Saint-Étienne (dpa) - Bei Geraint Thomas hatten die Kommissäre genau hingeschaut. 200 Schweizer Franken Strafe bekam der Titelverteidiger der Tour de France aufgebrummt, weil er seine Trinkflasche außerhalb der Abfallzonen entsorgt hat.
Ja, auch dafür gibt es Regeln im Tross des größten Radrennens der Welt. Schließlich sehen sich die Veranstalter in Zeiten von «Fridays for Future» zunehmend der Kritik von Umweltschützern ausgesetzt. Denn die Tour ist nicht nur eine riesengroße Party auf Frankreichs Landstraßen, sondern auch ein enormer Müllproduzent.
15 Millionen Werbeartikel werden während der 21 Etappen durch die Werbekarawane ins Publikum geworfen. «Nutzloses Zeug», wie der Abgeordnete François-Michel Lambert findet. Ein Zustand, «als würde es Plastik regnen». Der Politiker hat sich mit 30 weiteren Vertretern und sechs Nicht-Regierungs-Organisationen zusammengeschlossen, um gegen den «Plastikzauber» vorzugehen. Das Problem ist nicht wegzudiskutieren: 2018 sammelte beispielsweise das Département Haute-Savoie allein 43 Kubikmeter Müll auf 150 Kilometern entlang der Strecke ein - und die Tour verläuft in diesem Jahr über 3480,3 Kilometer durch das Land.
Aus Liebe «zur Landschaft, den Bergen und den Kommunen» sollten die Veranstalter über eine «grünere Tour» nachdenken, fordert Lambert. Das mache die Rundfahrt, beschwichtigt Tour-Chef Christian Prudhomme: «Seit fünf Jahren haben wir mit unseren Partnern damit begonnen, weniger Plastik-Geschenke an das Publikum zu verteilen.» Im Vergleich zu 2017 sei die Anzahl der Werbeartikel schon um drei Millionen zurückgegangen.

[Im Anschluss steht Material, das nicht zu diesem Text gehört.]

Issue #2443, opened 2020-05-11
Navigation enhancements needed


hillaryfraley:
### Description
We would like to understand more about the capabilities of our current theme in context of some changes we want to make to the way our documentation is organized, nested, and displayed. 

With that in mind, we have these questions:

1. Can we add more nested levels in our left-nav menu? For example, could we nest more pages of content under a page like https://docs.sensu.io/sensu-go/latest/sensuctl/reference/?

2. Can we configure the docs site so that clicking a menu item opens a page with content? For example, could we turn the "Sensuctl CLI" menu item (in the left nav of our docs https://docs.sensu.io/sensu-go/latest/) into a page that opens in the main panel when clicked and displays content (but still includes nested content as well)?

3. Can we add a menu on the right side of each docs page that picks up and links the H2 and H3 headers on each page? Essentially, this would be an automatically generated table of contents for each individual page. See https://grafana.com/docs/grafana/latest/installation/requirements/ (right side, under "On this page:") for an example.

4. Can we add a global widget somewhere near the top on every page that would include our invitations to contribute (e.g. "Edit this page" and "Open a docs issue")? Again https://grafana.com/docs/grafana/latest/installation/requirements/ has a good example just above the "On this page:" menu.

Can we incorporate any of these changes and still keep our current docs theme?

### Category

This is an issue with:

- [ ] bug (bug in site build, layout, or functionality)
- [x] enhancement (add new or updated site functionality)

### Affected pages
All

### Additional context
If we can achieve these changes with our current docs theme, we can create individual issues to make PRs against. For now, we want to understand whether any of these changes are possible with our current docs theme.

rnevius:
So Sensu isn't actually using much of the hugo-material-docs theme anymore. Specifically, the theme only contains 10 lines of HTML and 2 images that aren't covered by the custom layouts and styles in this app. There's so much custom functionality baked into sensu-docs now that nearly all original theme layouts, shortcodes, and partials have been overridden. In effect, Sensu has its own Hugo theme at this point. 

To demonstrate, I have created [a new branch](https://github.com/sensu/sensu-docs/compare/demo/no-theme) that shows how easy it would be to completely drop hugo-material-docs as a dependency (I recommend doing this anyway at this point). 

So, with this in mind, we should determine whether or not the features requested in this issue can be added to our custom theme components.

[...]

PR #2451, opened 2020-05-13
Remove dependency on hugo-material-docs theme

cwjohnston:
## Description

Removes dependency on a third party Hugo theme.

## Motivation and Context

As described by Ryan in #2443, we aren't using very much of the code from hugo-material-docs theme, so this change imports what little we are still using so we can be rid of the external dependency all together.

## Review Instructions

Review preview deployment for any irregularities compared to production.


hillaryfraley (approved):
Looks good! I clicked through the pages and tried out platform switchers and the like -- I didn't find any problems.

hillaryfraley:
I think the newer PR https://github.com/sensu/sensu-docs/pull/2466 from @rnevius also removes the Hugo Material docs theme

cwjohnston:
Closing in favor of #2466

PR #3085, opened 2021-03-29
Update docs to explain wrapped-json and add examples

### LINKED ISSUE #3084: Clarify wrapped-json format and explain implications for event handling
### Description
We should provide a clearer explanation for wrapped-json format and explain how a resource retrieved from the API differs from a resource definition retrieved via sensuctl command.

Users also need to know that when Sensu sends events through the pipeline to handlers (i.e. events generated by checks), the events are in JSON format, but not wrapped-json.

Only enterprise APIs return wrapped resources; Core API returns unwrapped ones.

### Category

This is an issue with:

### Affected pages
https://docs.sensu.io/sensu-go/latest/sensuctl/#preferred-output-format
https://docs.sensu.io/sensu-go/latest/observability-pipeline/observe-events/events/#event-format
https://docs.sensu.io/sensu-go/latest/observability-pipeline/observe-events/events/#view-events
https://docs.sensu.io/sensu-go/latest/api/#data-format

I think this also requires correcting the command examples to retrieve resource definitions throughout the doc. If they're going to use the definition with sensuctl, the info command needs to use `--format wrapped-json`.

### Expected behavior
- The docs explain what wrapped-json means and how it is different from JSON in the Sensu context
- The docs explain that check-generated events are not wrapped -- the events sent to handlers through the Sensu observability pipeline are not in wrapped-json format
- Example sensuctl commands for getting resource definitions are correct for use with sensuctl

### Current behavior
- Docs do not explain how wrapped-json is different from JSON -- description is generally lacking
- Docs are not explicit that the check-generated events are not wrapped, so the events Sensu is sending to handlers are not what we call the "complete resource definition"
- Docs provide sensuctl examples that retrieve wrapped-json using `json` (incorrect) and do not explain that the purpose of retrieving with wrapped-json is so you can use the definitions with sensuctl.

### Corrections needed
- Improve the wrapped-json definition
- Clarify what a check-generated event looks like when Sensu sends it to a handler
- Correct all senusctl commands to use the correct format

hillaryfraley:
## Description
- Improves the wrapped-json definition in sensuctl and API index pages
- Adds an example of an event in `json` format (as Sensu would send it to a handler) in the Event reference
- Corrects sensuctl commands to include an example for wrapped-json when the output will be used for sensuctl create
- Corrects sensuctl commands to produce complete resource definitions so that they use `wrapped-json` format (since that is what we're showing in the output)

## Motivation and Context
Closes https://github.com/sensu/sensu-docs/issues/3084

### DIFF
--- a/content/sensu-go/6.2/api/_index.md
+++ b/content/sensu-go/6.2/api/_index.md
@@ -50,7 +50,7 @@ In terms of output formats, the [Sensu API][9] uses `json` output format for res
 For APIs that are not in the `core` group, responses are in the `wrapped-json` output format.
 The `wrapped-json` format includes an outer-level `spec` "wrapping" for resource attributes and lists the resource `type` and `api_version`.
 
-Sensu sends events to the backend [in `json` format][28], without the `spec` attribute wrapper or `type` and `api_version` attributes.
+Sensu sends events to the backend in [`json` format][28], without the `spec` attribute wrapper or `type` and `api_version` attributes.
 
 ## Versioning
 
--- a/content/sensu-go/6.2/api/_index.md
+++ b/content/sensu-go/6.2/api/_index.md
@@ -45,7 +45,11 @@ See the [RBAC reference][3] for more information about configuring Sensu users a
 ## Data format
 
 The Sensu API uses JSON-formatted requests and responses.
-In terms of [sensuctl output types][1], the Sensu API uses the `json` format, not `wrapped-json`.
+In terms of output formats, for `core`-group API responses, Sensu uses `json` format.
+For [commercial][8] APIs, Sensu uses `wrapped-json` format for API responses.
+The `wrapped-json` format includes an outer-level "wrapping" that lists the `type` and `api_version` attributes in the resource definition.
+
+Sensu sends events to the backend [in `json` format][28], without the `type` and `api_version` attributes.
 
 ## Versioning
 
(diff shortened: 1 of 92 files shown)


content/sensu-go/6.2/api/_index.md
```diff
@@ -45,7 +45,11 @@ See the [RBAC reference][3] for more information about configuring Sensu users a
 ## Data format
 
 The Sensu API uses JSON-formatted requests and responses.
-In terms of [sensuctl output types][1], the Sensu API uses the `json` format, not `wrapped-json`.
+In terms of output formats, for `core`-group API responses, Sensu uses `json` format.
+For [commercial][8] APIs, Sensu uses `wrapped-json` format for API responses.
```
majormoses: To clarify the APIs that are specific to commercial or by having a commercially build and licensed versions all calls to either sets of APIs? I think its the former based on how this reads but I wanted to double check.

majormoses (approved):
LGTM

I think there could be a little bit more explicit language to help understand where exactly `wrapped-json` applies, I am still unclear on when its needed. I don't think I have ever used `wrapped-json` directly, was that always a thing and abstractions kept me completely unaware? I have been using commercial sensu since our transition to `sensu-go` and am a bit lost on this one.

hillaryfraley:
Thank you @majormoses, you are right. I added a more explicit description of the significance of the output types in its own subsection.
edit: and clarified the core/not-core API distinction with a link to the URL format section.

echlebek (approved):

hillaryfraley:
Thanks @echlebek ! I'll propagate these changes to all versions and get this merged.

PR #3089, opened 2021-03-31
Update token substitution example

### LINKED ISSUE #3088: Token example documentation
### Description
The token example in https://docs.sensu.io/sensu-go/latest/observability-pipeline/observe-schedule/tokens/#example-token-substitution-for-check-thresholds should state a few things more explicitly:
- The example setup is an example -- you can use tokens in hooks and checks, but you don't have to always have a corresponding hook that uses tokens for every check that uses tokens.
- The example entity is not something users have to create. Instead, they should add the labels to existing entities to correspond to the keys they are using for token substitution.

### Category

This is an issue with:

### Affected pages
https://docs.sensu.io/sensu-go/latest/observability-pipeline/observe-schedule/tokens/#example-token-substitution-for-check-thresholds

hillaryfraley:
## Description
In the token reference, revises the example to demonstrate concepts more clearly: a list of steps that present the check first, then explain the command defaults, then explain how to substitute different threshold values by editing entities and adding labels. Then add the hook config example.

Also clarifies that users do not need to create a new entity -- they just edit the entities they already have for which they want to specify different thresholds from the default.

## Motivation and Context
Closes https://github.com/sensu/sensu-docs/issues/3088


hillaryfraley:
@agoddard I confirmed that this updated workflow works, but I want to make sure that I described the commands correctly (especially the hook command).

PR #3098, opened 2021-04-05
Update css to nowrap table headers

### LINKED ISSUE #2202: Fix table content wrapping
### Description
Longer table headers break at the first column even when the other columns do not contain any header content.

Table columns do not expand to fit the longest content. Table columns with short content take up the same space as columns with more content.

I don't think we can fix this with markdown, but I want to investigate options and see what we can do.

### Category

This is an issue with:

### Affected pages
All docs pages with tables with a single header (like https://docs.sensu.io/sensu-go/latest/api/checks/#checkscheckhookshook-delete-specification)

All docs pages with content that wraps in table rows (like https://docs.sensu.io/sensu-go/latest/reference/filters/#event-attributes-available-to-filters)

### Expected behavior
Long headings extend across the full width of the table when only a single column has heading content OR break at logical points rather than randomly

Table columns expand to fit the longest content they contain.

### Current behavior
Longer content breaks randomly (including in the middle of words) even when no other columns contain content or have too much whitespace. It is unsightly.

### Changes needed
Hillary to investigate and come up with a good idea for fixing or mitigating this.

hillaryfraley:
## Description
Adds `overflow-x: visible;` and `white-space: nowrap;` to `th` in _table.scss for table header rows to prevent long table header text from wrapping to fit the width of the entire first column.

Adds a wrap override for screen size smaller than 600px so that table headings are not cut off on mobile devices.

I could not fix the way the text wraps in table cells themselves.

## Motivation and Context
Closes https://github.com/sensu/sensu-docs/issues/2202

## More Information

Before:
before

After (screen size >= 600px):
after-desktop

After (screen size < 600px):
after-lessthan600px

### DIFF
--- a/content/sensu-go/5.21/operations/deploy-sensu/generate-certificates.md
+++ b/content/sensu-go/5.21/operations/deploy-sensu/generate-certificates.md
@@ -117,7 +117,7 @@ In issuing certificates for cluster members, the IP address or hostname used in 
 
 This guide assumes a scenario with three backend members that are reachable via a `10.0.0.x` IP address, a fully qualified name (e.g. `backend-1.example.com`), and an unqualified name (e.g. `backend-1`):
 
-Unqualified name | IP address | Fully qualified domain name (FQDN) | Additional names     |
+Unqualified<br>name | IP address | Fully qualified<br>domain name<br>(FQDN) | Additional<br>names |
 -----------------|------------|------------------------------------|----------------------|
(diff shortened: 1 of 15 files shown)


hillaryfraley:
Still testing for tables long heading text in multiple columns. (start at Control Access section)

edit: testing done. Used `<br>` as needed in tables with too many columns to allow overflow-x text.

PR #3121, opened 2021-04-19
Update redirect for ready-only to use an alias

hillaryfraley:
## Description
Add alias for /sensu-go/latest/guides/create-a-ready-only-user/ in /sensu-go/latest/operations/control-access/create-read-only-user for 6.2 doc to test using alias for redirect rather than static.json.

## Motivation and Context
Updating docs wiki, which instructs to use an alias for redirects when possible (before resorting to static.json)


hillaryfraley:
Tested -- this doesn't work. We'll have to stick with static.json redirects for now.

PR #3129, opened 2021-04-22
Add JS to clip.js to track code copy clipboard clicks

hillaryfraley:
## Description
Attempt to capture number of times docs users click to copy code examples in our docs.

Repurposes the code from https://github.com/sensu/sensu-docs/pull/3115 -- combines it with the clip.js file added in https://github.com/sensu/sensu-docs/pull/1229

## Motivation and Context
https://sensu.slack.com/archives/C6AF34L6R/p1619056103151700


hillaryfraley:
Sources used:
- https://stackoverflow.com/questions/33106189/send-ga-events-using-onclick-event
- https://developers.google.com/analytics/devguides/collection/analyticsjs/events
- https://developers.google.com/analytics/devguides/collection/analyticsjs/sending-hits
- https://developers.google.com/analytics/devguides/collection/analyticsjs/writing-plugins

hillaryfraley:
@dabria @jamesdphillips I'm hoping you can take a look at this JS I hacked together (similar to the ratings PR you reviewed a few weeks ago). This one is to track each time someone uses our clipboard button to copy a code example as a Google Analytics event.

Is it OK/correct to put the code to create the GA event in a separate function as I have it currently?

I could not figure out where to put `typeof ga === "function"` in this code. Do you know if it's needed here, and if so, where I should put it?

static/js/clip.js
```diff
@@ -22,4 +23,18 @@
...
\ No newline at end of file
+})(document, Clipboard);
+
+
+/*
+* sends clicks on clipboard buttons with .copy class as Google Analytics events
+*/
+
+(function() {
+    const pageURL = document.location.pathname + document.location.search;
```
jamesdphillips:
```suggestion
    var pageURL = document.location.pathname + document.location.search;
```

I'm not super familiar with Hugo but I don't think we're using Babel or anything to transpile more modern JS syntax to ES5. So for the sake of compatibility with as many browsers as possible lets use `var` here.

static/js/clip.js
```diff
@@ -22,4 +23,18 @@
...
+
+    var button = document.getElementsByClassName("copy");
+    button.addEventListener("click", function() {
+        ga('send','event','Clipboard','Code copied',pageURL);
+    });
```
jamesdphillips:
```suggestion
    var buttonSet = document.querySelectorAll(".copy");
    buttonSet.forEach(function (btn) {
      btn.addEventListener("click", function() {
        // noop if google analytics isn't initialized
        if (typeof ga !== "function") {
          return;
        }
        ga('send','event','Clipboard','Code copied',pageURL);
       });
     });
```

I don't think this is going to work, afaik `getElementsByClassName` returns an `HTMLCollection` (a _list_ of nodes). As such we'll need to iterate over them and bind listeners to each.

jamesdphillips (changes requested):

static/js/clip.js
jamesdphillips: Updated suggestion to include guard for case where google analytics is missing.

jamesdphillips (approved):

jamesdphillips:
Obviously haven’t been able to test the code but it looks good to my eyes.

hillaryfraley:
Thank you!

PR #3140, opened 2021-05-05
Update details about PostgresHealth object in health API and reference docs

hillaryfraley:
## Description
In 6.2 health API doc:
- Adds note after backend example that payload will not included PostgresHealth if instance is not configured to use PostgreSQL
- Removes PostgresHealth object from agent transport example

In 6.2 and 6.3 health reference docs:
- Mentions agent transport endpoint in intro

In 6.3 health API doc:
- Adds note after backend and agent transport examples that payload will not included PostgresHealth if instance is not configured to use PostgreSQL

## Motivation and Context
Discussion at https://sensu.slack.com/archives/C60EEQFH8/p1620229790278900

### DIFF
--- a/content/sensu-go/6.2/api/health.md
+++ b/content/sensu-go/6.2/api/health.md
@@ -49,6 +49,10 @@ HTTP/1.1 200 OK
 }
 {{< /code >}}
 
+{{% notice note %}}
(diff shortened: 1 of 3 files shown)


fguimond (approved):
lgtm

PR #3147, opened 2021-05-07
Replace clipboard icon to copy code with copy/copied button

hillaryfraley:
## Description
Attempting to edit code and css added in https://github.com/sensu/sensu-docs/pull/1229 to create a code copy button that says "Copy" and briefly changes to "Copied!" when clicked.

## Motivation and Context
Comparing analytics on clipboard clicks vs. click tracking via crazyegg suggests that more users double/triple click to highlight code examples rather than using the clipboard copy button. We suspect we can encourage more people to use the one-click-copy function if we make its purpose more obvious and provide some indication that the copy function worked.


hillaryfraley:
Everything is working! The button to copy code starts at "Copy" and switches to "Copied!" when clicked. After 2 seconds, it switches back to "Copy" again.

hillaryfraley:
Tested in Safari and firefox as well. I think this is ready for review!

PR #3191, opened 2021-06-03
Optimize order of config options in agent.yml and backend.yml examples

### LINKED ISSUE #3166: Optimize parameter grouping in example backend.yml and agent.yml
### Description
The example backend and agent config files should group together parameters that would be the same for most installations to make it easier for users identify and focus on the parameters that need a unique configuration.

### Category

This is an issue with:

### Affected pages
https://docs.sensu.io/sensu-go/latest/files/agent.yml
https://docs.sensu.io/sensu-go/latest/files/backend.yml

### Expected behavior
In the example agent.yml and backend.yml files, the parameters that are typically the same for every installation are grouped together and separately from the parameters that usually require unique configuration. This will allow users to reuse parameters without picking through to find the parameters they likely need to configure.

### Current behavior
Parameters that are usually the same are mixed with parameters that usually need configuration, which makes it harder to use our example config files as a starting point. 

### Corrections needed
Update the example agent.yml and backend.yml files to group parameters that are typically the same together and separately from parameters that usually require unique configuration.

hillaryfraley:
## Description
Optimizes the way config options are grouped in the example agent.yml and backend.yml files so that it's easier for users to understand which options are often the same among agents/backends and which usually require customization.

## Motivation and Context
Closes https://github.com/sensu/sensu-docs/issues/3166


content/sensu-go/6.3/files/agent.yml
```diff
@@ -1,55 +1,63 @@
...
-#password: "P@ssw0rd!"
 
 ##
-# monitoring configuration
+# often customized
 ##
+#allow-list: /etc/sensu/check-allow-list.yaml
+#backend-url:
+#  - "ws://0.0.0.0:8081"
+#  - "ws://0.0.0.0:8082"
```
echlebek: This isn't a valid URL, perhaps use `ws://example.com:8081`.

`0.0.0.0` is only a valid address as a way to tell servers to bind to all addresses in a system. Clients, like sensu-agent here, won't understand it.

Additionally, it might be helpful to include a URL like `wss://example.com:8081`, to point out that a secure websocket connection has a different scheme than a plaintext one.

echlebek (commented):
Hi, I saw your request for a review in the engineering slack :)

I'm not sure laying out the example this way makes more sense than how it was laid out before. Perhaps I do not understand the rationale?

Most example configuration files have options grouped by functionality. For instance, the postgresql example configuration file groups options this way: https://github.com/postgres/postgres/blob/master/src/backend/utils/misc/postgresql.conf.sample

By attempting to group by what we imagine to be most or least customized, we scatter the configuration options for functions around the file, making it harder to locate options by function.

hillaryfraley:
@echlebek thank you very much. I'll talk to Anthony in case I misunderstood something about the reasoning and I'll fix those wss examples (I think they may be elsewhere in the docs too... 😬 )

agoddard:
@echlebek we often see users copy and paste TLS config between backends when configuring TLS on a cluster. Presently all of the TLS related settings are spread out in the file and it leads to users missing some of them when copying and pasting. I think consolidating all of the TLS settings in one block would make life easier for people manually configuring TLS on a cluster.

echlebek:
@agoddard Oh I totally agree with having a TLS section! But I don't agree with having a section titled "often the same among agents"... make sense?

echlebek (approved):

agoddard (approved):
:tada:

Über die Frage, ob es noch zeitgemäß sei, dass rund 160 Wagen gut zwei Stunden vor dem Rennen ihre Utensilien ins Publikum werfen, wird bei den Verantwortlichen nicht diskutiert. Seit 1930 gibt es die Werbekarawane, sie gehört quasi zum Tour-Inventar. Dabei mehren sich auch innerhalb des Pelotons die kritischen Stimmen. «Es gibt noch einiges zu tun, wenn ich den Konvoi der Tour betrachte. Wir müssen unser Verhalten ändern. Jeder sollte sich des Themas bewusst sein», sagt etwa Frankreichs Rundfahrt-Hoffnung Romain Bardet.
Ähnliche Worte waren auch vom britischen Super-Rennstall um Thomas im vergangenen Jahr zu hören, als sie für die Kampagne «Rettet die Ozeane» eingestanden waren. Ein Jahr später ist aus dem Team Sky nun Ineos geworden, der Hauptsponsor zählt zu den weltweit größten Unternehmen bei der Plastikproduktion. Die Teilnahme des Chemieriesen an der Tour sei «ein katastrophales Signal», heißt es von der Umweltorganisation Zero Waste France. «Ineos investiert seit einigen Jahren in den Sport, um sein Image aufzupolieren.» Das Investment in die Plastikproduktion konterkariere die Bestrebungen der Bevölkerung, den Plastikmüll zu reduzieren.
Ineos-Teamchef David Brailsford zeigt sich sichtlich genervt von den bohrenden Fragen. «Wir setzen uns weiterhin für die Reduzierung von Einweg-Kunststoffen ein», sagt der Brite. Um die Kampagne aus dem Vorjahr ist es aber eher lautlos geworden. Da sind die 200 Franken Strafe für Thomas immerhin für einen guten Zweck.